Two issues ago, Stanford Social Innovation Review published the cover story “How We Achieve a Multiracial Democracy,” by PolicyLink founder Angela Glover Blackwell. In the article she called on Americans to build a society that fulfills the principles that the United States was founded on—liberty, equality, and the pursuit of happiness—for people of all races, not just for white people.

In this issue, we publish a new call to action. In the cover story, “Reimagining Our High-Tech World,” Omidyar Network CEO Mike Kubzansky argues that the public needs to assert control over digital technology and make sure that it is developed and implemented in ways that meet the interests of the many, not simply the private interests of the few.

Semiconductors, software, computers, smartphones, the internet and web, data mining, social media, artificial intelligence, and more—the US government funded much of the basic research underlying our digital world.
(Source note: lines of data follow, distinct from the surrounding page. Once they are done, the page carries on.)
PR #462, opened 2026-05-28
irq: make arch_timer validation robust under tickless idle

smuppand:
This PR makes the `irq` baseport test robust against false LAVA failures caused by passive `arch_timer` counter sampling.
 
The previous test logic sampled the `arch_timer` interrupt line, slept for a fixed window, and failed if every CPU counter did not increment. That assumption is weak on modern Linux systems because an online CPU may remain idle or tickless during the sampling window due to:
 
- NO_HZ / tickless idle
- CPU idle states
- scheduler not placing work on a CPU
- CPU isolation
- affinity or cpuset restrictions
- low system activity during LAVA runs
- platform power management
 
This could produce false failures such as:
 
```text
CPU3 initial=3764 final=3764 delta=0
```

lava job for reference with these changes. https://lava.infra.foundries.io/scheduler/job/236802#L2423

### DIFF
--- a/Runner/suites/Kernel/Baseport/irq/irq.yaml
+++ b/Runner/suites/Kernel/Baseport/irq/irq.yaml
@@ -1,7 +1,7 @@
 metadata:
     format: Lava-Test Test Definition 1.0
-    name: AUSanity
-    description: "Baseline AU Sanity test plan"
+    name: irq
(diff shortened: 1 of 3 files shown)


abbajaj806 (approved):
LGTM

PR #463, opened 2026-05-29
hotplug: validate CPU hotplug using runtime-discovered topology

smuppand:
Rework the CPU hotplug validation to scale across Qualcomm platforms with different CPU counts, capacities, and cluster layouts.
 
The previous test used a fixed CPU range and attempted to offline CPUs directly. This was not scalable across SoCs and could produce weak or misleading failures when CPU topology differed from the assumed layout.
 
This PR updates the test to discover CPU topology dynamically at runtime and validate only CPUs that are actually exposed as hotplug-controllable through sysfs.

Please refer this lava job https://lava.infra.foundries.io/scheduler/job/236862 for the results with these patches.


abbajaj806 (approved):
LGTM

PR #467, opened 2026-05-31
shmbridge: avoid false failures from qcom_scm kernel cmdline

smuppand:
The shmbridge test scans current-boot kernel logs for qcom_scm-related errors. The existing match is too broad and can treat benign boot arguments such as qcom_scm.download_mode=1 as failures when other kernel command line parameters contain error-like words such as panic.

Update the log scan to:
- collect qcom_scm/shmbridge-related lines
- ignore Kernel command line entries
- ignore qcom_scm.download_mode
- ignore CONFIG_QCOM_SCM references
- fail only when the remaining lines contain real error keywords

This avoids false LAVA failures while preserving detection of genuine qcom_scm or shmbridge errors.


abbajaj806 (approved):
LGTM

PR #482, opened 2026-06-04
WiFi_OnOff: improve wait handling for delayed interface creation

smuppand:
Improve WiFi interface discovery robustness for `WiFi_OnOff` by allowing more time for delayed WiFi netdev creation in LAVA/CI environments.
 
Why
 
`WiFi_OnOff` can fail in LAVA even when the WiFi stack is present:
 
- required WiFi kernel configs are enabled
- WiFi-related modules are loaded
- no WiFi probe/runtime failures are detected
- but no `wlan*`/WiFi interface appears within the current wait window
 
This can happen because driver/module visibility, firmware initialization, cfg80211 PHY registration, and netdev creation are asynchronous. In automated CI, the interface may appear later than the current 30-second wait.


bhargav0610 (dismissed):

qcom-anilyada:
Failed job from the pre-merge workflow: https://lava.infra.foundries.io/scheduler/job/243672

Job Without PR: https://lava.infra.foundries.io/scheduler/job/244641
Job with PR: https://lava.infra.foundries.io/scheduler/job/244642

smuppand:
@qcom-anilyada and @bhargav0610 I'm noticing a pattern with the device connected to [rb4-hyd-01](https://lava.infra.foundries.io/scheduler/device/rb4-hyd-01).  Please check—every time, the wifi test fails because the interface isn't coming up at all.
https://lava.infra.foundries.io/results/244787
https://lava.infra.foundries.io/results/244780

The same test passes on other RB4 machines.
https://lava.infra.foundries.io/scheduler/job/244784
https://lava.infra.foundries.io/scheduler/job/244783
https://lava.infra.foundries.io/scheduler/job/244781
https://lava.infra.foundries.io/scheduler/job/244778

Runner/utils/lib_connectivity.sh
```diff
@@ -19,39 +19,68 @@ wait_for_wifi_interface() {
     sleep_step="${2:-2}"
     waited=0
     iface=""
-
+    settle_done=0
+ 
     case "$max_wait" in
         ''|*[!0-9]*)
             max_wait=30
```
azharsha: Should this be updated to 60 too?

Runner/utils/lib_connectivity.sh
```diff
@@ -19,39 +19,68 @@ wait_for_wifi_interface() {
...
             ;;
     esac
-
+
```
azharsha, line 29: Extra white-space

Runner/utils/lib_connectivity.sh
```diff
@@ -19,39 +19,68 @@ wait_for_wifi_interface() {
...
     esac
-
+ 
     case "$sleep_step" in
         ''|*[!0-9]*)
             sleep_step=2
             ;;
     esac
-
+
```
azharsha, line 35: Extra white-space

Runner/utils/lib_connectivity.sh
```diff
@@ -19,39 +19,68 @@ wait_for_wifi_interface() {
...
+                printf '%s\n' "$iface" >&3
+                return 0
+            fi
+ 
+            if [ "$settle_done" -eq 0 ]; then
+                settle_done=1
+ 
+                if command -v udevadm >/dev/null 2>&1; then
+                    log_info "No WiFi interface yet; triggering net uevents and waiting for udev settle"
+                    udevadm trigger --subsystem-match=net >/dev/null 2>&1 || true
```
azharsha: This will re-trigger on all network interfaces, which are already settled.
Perhaps this can be done

`udevadm trigger --action=add --subsystem-match=net >/dev/null 2>&1 || true`

Runner/utils/lib_connectivity.sh
```diff
@@ -19,39 +19,68 @@ wait_for_wifi_interface() {
...
-        fi
-
-        sleep "$sleep_step"
-        waited=$((waited + sleep_step))
-    done
-
+ 
+    # Keep stdout reserved for the detected interface name. This helper is
+    # commonly used through command substitution, so all diagnostics from the
+    # wait loop must go to stderr. The final interface is printed through fd 3,
```
azharsha: Should the README be also updated to let the user know that fd 3 is in use and they cannot use it.

Runner/utils/lib_connectivity.sh
smuppand: > Should this be updated to 60 too?

Addressed. I updated the helper default and fallback wait values to 60s so direct callers of wait_for_wifi_interface() behave consistently with WiFi_OnOff/[run.sh](http://run.sh/).

Runner/utils/lib_connectivity.sh
smuppand: > This will re-trigger on all network interfaces, which are already settled. Perhaps this can be done
> 
> `udevadm trigger --action=add --subsystem-match=net >/dev/null 2>&1 || true`

Addressed. Updated the trigger to use --action=add with --subsystem-match=net so it is more targeted.

Runner/utils/lib_connectivity.sh
smuppand: > Should the README be also updated to let the user know that fd 3 is in use and they cannot use it.

Good point. I removed the fd 3 usage completely, so no README update is needed. The helper now sends diagnostics explicitly to stderr and keeps stdout reserved only for the detected interface name.

bhargav0610 (approved):

Issue #1987, opened 2023-09-21
breadcrumbs: missing a11y text for collapsed button


saiponnada:
# Bug Report

## eBayUI 

https://opensource.ebay.com/ebayui-core/?path=/story/navigation-disclosure-ebay-breadcrumbs--heading

## Description

The fake menu button doesn't have a11y text associated with it during collapsed state.

## Screenshots

![image](https://github.com/eBay/ebayui-core/assets/6342519/1419d125-c4a3-408c-9862-2768851a4955)

PR #1988, opened 2023-09-21
fix(breadcrumbs): added missing a11y text for collapsed button

saiponnada:
## Description

Fixed an accessibility issue where button doesn't have `aria-label` when collapsed.

## Context

#1987

## Screenshots

image


agliga (approved):
Also add an entry in the marko.json for autocomplete 
Otherwise looks good

PR #1996, opened 2023-10-04
feat(badge): add custom max value

### LINKED ISSUE #1995: Allow badges editable
In the current component, it shows 99+ but for Messages, we need to show 10+ only.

But the implementation of these technologies, and the financial value that was created from them, have been controlled by private interests. The government has largely stayed on the sidelines, until now.

Today, there is growing support for the public to assert control over these technologies and the companies that control them. It started with concerns over digital privacy and the private use of personal data, gained strength with calls for control over social media, and is reaching a crescendo with concerns over the unbridled use of AI in what seems to be nearly all parts of our lives.
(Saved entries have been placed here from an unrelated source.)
PR #1999, opened 2023-10-10
docs(lightbox-dialog): add note

LuLaValva:
## Description

I think it would be nice to add a "Notes / FAQ" section to the README for components that have frequent questions asked about them. What do you all think of this idea?

## Context

I spent more time debugging a component than I should have, even though we have run into this problem before

### DIFF
--- a/src/components/ebay-lightbox-dialog/README.md
+++ b/src/components/ebay-lightbox-dialog/README.md
@@ -7,6 +7,10 @@
     </span>
 </h1>
 
+## Notes / FAQ
+
+-   `@header` is _required_, and styles will break if you do not include it
+
 ## Examples and Documentation
 
 -   [Storybook](https://ebay.github.io/ebayui-core/?path=/story/dialogs-ebay-lightbox-dialog)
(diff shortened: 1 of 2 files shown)


ianmcburnie:
Yes, we've had some discussion in the past on where this type of documentation should go (e.g storybook, standalone website. etc). It's definitely needed, so I agree let's just get it in the readme for each component.

ArtBlue:
Can't/Shouldn't we simply include the required flag in the descriptions with the notes there?  

Screenshot 2023-10-11 at 7 29 06 AM

agliga:
> Can't/Shouldn't we simply include the required flag in the descriptions with the notes there?
> 
> Screenshot 2023-10-11 at 7 29 06 AM
)

Agreed. We can do that by adding required: true
Screenshot 2023-10-11 at 9 34 32 AM
Screenshot 2023-10-11 at 9 34 04 AM

agliga:
I am in agreement of having a notes section. We do have it for other components as well, but not specifically in a separate section.

LuLaValva:
Good catch @ArtBlue, I added required to the attribute description. I still think it's a good idea to have a notes section for other non-attribute-related notes, so I kept it for now (no harm in redundancy, right?)

ArtBlue:
> Good catch @ArtBlue, I added required to the attribute description. I still think it's a good idea to have a notes section for other non-attribute-related notes, so I kept it for now (no harm in redundancy, right?)

Yep, sounds good.

agliga (approved):

Issue #2001, opened 2023-10-11
icons: add gradient support


agliga:
In skin we added support using defs. We need to make sure ebayui supports those defs in the script import

PR #2002, opened 2023-10-13
feat(icon): added gradient support

agliga:
## Description

In order to support new AI icons from skin, we need to add support for defs in our svg in ebayui

## Context
* This has a large changeset. In order to make it easier to look through, files that should be looked at: `component-browser.js`, `index.marko` in ebay-icons and `scripts/import-svg.js`
* I removed all the `xlink:href` from ebayui. Seems to have been lingering around (which is why we have so many files changed)
* This was a pretty complicated changeset. In order to get linearGradients to be working, we cannot use a base string. We have to build a linear gradient object and inject all the attributes that way. Part of the change required to use `createElementNS` and put an svg namespace in there. 
* Im open to other suggestions on how to build linear gradients without hardcoding some of the values, but I could not figure it out for now. For now it seems like these attributes are the only ones used. We can revisit to make it more generic

## References
https://github.com/eBay/ebayui-core/issues/2001


ArtBlue (commented):
Yea, the `xlink` changes seem arguably out of scope here; wish it was done in a follow-up PR to avoid the noise.

src/components/ebay-icon/component-browser.js
```diff
@@ -1,28 +1,71 @@
 let rootSvg;
+let svgDefs;
+
+function createLinearGradientFromString(data) {
+    // This is needed because if we add linear gradient as a string it will not be rendered.
+    const linearGradient = document.createElementNS(
+        "http://www.w3.org/2000/svg",
+        "linearGradient"
+    );
+    linearGradient.setAttribute("id", data.id);
```
ArtBlue, line 10: I think you should be able to loop through `data` and get the key/value pairs to use for these `setAtrribute` lines to avoid explicit attributes. That should make it more scalable.

src/components/ebay-icon/component-browser.js
```diff
@@ -1,28 +1,71 @@
...
         // If there were any symbols rendered then we move them to the svg above after rendering them.
         const defs = this.getEl("defs");
 
         if (defs) {
+            let defItem;
             if (this.input && this.input._themes) {
                 defs.innerHTML = this.input._themes();
             }
+            if (this.input && this.input._def) {
+                defItem = createLinearGradientFromString(this.input._def());
```
ArtBlue, line 58: Can we create a logical fork here to make it a bit more scalable right off the bat? Check inside `defs` with a `switch` statement and crate the linear gradient when `linearGradient` is inside? We're probably going to have more gradient types upcoming. It will be easier to manage this if the fork is already set up.

ArtBlue (commented):
Just a couple of notes; looks great, otherwise.

src/components/ebay-icon/component-browser.js
agliga: As I mentioned in the description
> For now it seems like these attributes are the only ones used. We can revisit to make it more generic
Yes, when we get more types we can add that case and make the attributes setting more generic. I think what we will end up doing is putting the attributes in it's own key and iterating through them, like:
```
{ 
   type: "linearGradient",
   attributes: { id: 'id', x1: 'x1" etc}
   children: { //etc }
}
```
This won't be a breaking change and will make it much more generic. So when we do get more types, Im happy to add that, but since this is a limited change we can leave it for now. The main rationale is I want to see what the other types we get are and then figure it out to make it generic then. That way we won't be guessing and we will see what we need to support fully.

src/components/ebay-icon/component-browser.js
agliga: See the other comment for an answer to this.

src/components/ebay-icon/component-browser.js
ArtBlue: Yea, I saw that in the PR. I think it'd be best to bake that in ahead of time, but if you want to iterate on this, I guess that's fine too.

src/components/ebay-icon/component-browser.js
ArtBlue: If we keep it this way, the next time design introduces a gradient with an attribute previously unused, such as `gradientUnits`, the script will ignore it silently. The resulting icon will not look right, and we'd wonder why. Then, we'd have to troubleshoot to figure out why it doesn't look right and I doubt we'd going to remember this particular nuance in the script or this thread, especially if someone else takes the ticket. Once we find the issue, then we'd have to modify the script to add support for that one attribute and then rerun the script. It seems like if this is changed to more of a passthrough instead of explicitly setting things based on the specific attributes currently used, we avoid all of that.

agliga: Thats the point. I want to make sure the icon is broken so we can know to modify the script.
I don't know exactly what design will do. When we get there we can update as needed. This will both help double check our code being robust and also implement it then rather than second guessing now.

ArtBlue: Hmm.. why leave room for the possibility to have the icon be broken when we can create a simple passthrough to avoid all of it ahead of time? This doesn't seem to be over-engineering to me. Ok, I guess I'll go ahead and approve the PR.

ArtBlue (approved):

agliga:
I'll update this with your comments
I did the change but it wasnt working last night
I'll push the updates if i can get it working.

agliga:
@ArtBlue can you please rereview? I updated based on your comments.

ArtBlue:
> @ArtBlue can you please rereview? I updated based on your comments.

Looks great! Thanks!

Issue #2004, opened 2023-10-20
storybook: update to storybook 7


agliga:
Also use vite if we can

PR #2010, opened 2023-10-26
chore: updated to storybook 7 and added vite support

agliga:
## Description
* Updated storybook to storybook 7
* Added vite support
* Fixed code to support this
* For fixing readmes I added a plugin to read readmes as raw files (This is because lasso doesnt work well with `Readme.md?raw`. If we get rid of lasso in our tests, we should remove this
* Updated dev deps

## References
https://github.com/eBay/ebayui-core/issues/2004


LuLaValva (commented):
This looks awesome! Storybook 7 has even more little improvements than I thought. Just a few things I found when looking through (one comment below because file is not included in PR):

- The `clipped` class in the default story of `character-count` isn't being applied. You didn't modify this file so I'm not sure if this is a problem with storybook or the component.

agliga:
> This looks awesome! Storybook 7 has even more little improvements than I thought. Just a few things I found when looking through (one comment below because file is not included in PR):
> 
> 
> 
> - The `clipped` class in the default story of `character-count` isn't being applied. You didn't modify this file so I'm not sure if this is a problem with storybook or the component.
> 
> - Story order fix included in #2011 

I'll look. My guess is global styles aren't being loaded

agliga:
> > This looks awesome! Storybook 7 has even more little improvements than I thought. Just a few things I found when looking through (one comment below because file is not included in PR):
> > 
> > * The `clipped` class in the default story of `character-count` isn't being applied. You didn't modify this file so I'm not sure if this is a problem with storybook or the component.
> > * Story order fix included in [fix(storybook): order in storybook 7 #2011](https://github.com/eBay/ebayui-core/pull/2011)
> 
> I'll look. My guess is global styles aren't being loaded

Okay, resolved this. I added `@ebay/skin/utility` as a depdency in storybook. Should be ready for rereview now.

LuLaValva (approved):
Looks good!

It's a little annoying that clicking on a component goes straight to the documentation instead of the first example, but that might just be because it's not what I'm used to. Also it seems to be what  storybook is pushing for as a standard so we should keep it.

agliga:
Also as part of this PR, I updated dev deps. We usually do it separately, but in this case there were so many changes needed I did it as a part of this PR.

PR #2011, opened 2023-10-27
fix(storybook): order in storybook 7

LuLaValva:
Experimenting with micro-PR as a suggestion for your PR


.storybook/storyOrder.js
```diff
@@ -1,20 +0,0 @@
-const README = ["Welcome", "Getting Started", "Contributing"];
```
agliga, line 1: This readme section is missing. Will it show up without it?

LuLaValva: Yeah, it looks like storybook 7 automatically puts docs first so there's no need to specify these anymore

LuLaValva: That said, keeping `Welcome` first is a good idea. I added a commit that brings these back

agliga (approved):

Concern over AI has become so broad that many of the people who played an important role in creating and commercializing digital technology and AI are now among those most loudly calling for government control. Among them is Kubzansky. Interestingly, Omidyar Network was created and funded by Pierre and Pam Omidyar, who made their billions through digital technology powerhouse eBay, which Pierre founded. And Omidyar Network itself has, according to Kubzansky, invested more than $750 million in technology start-ups.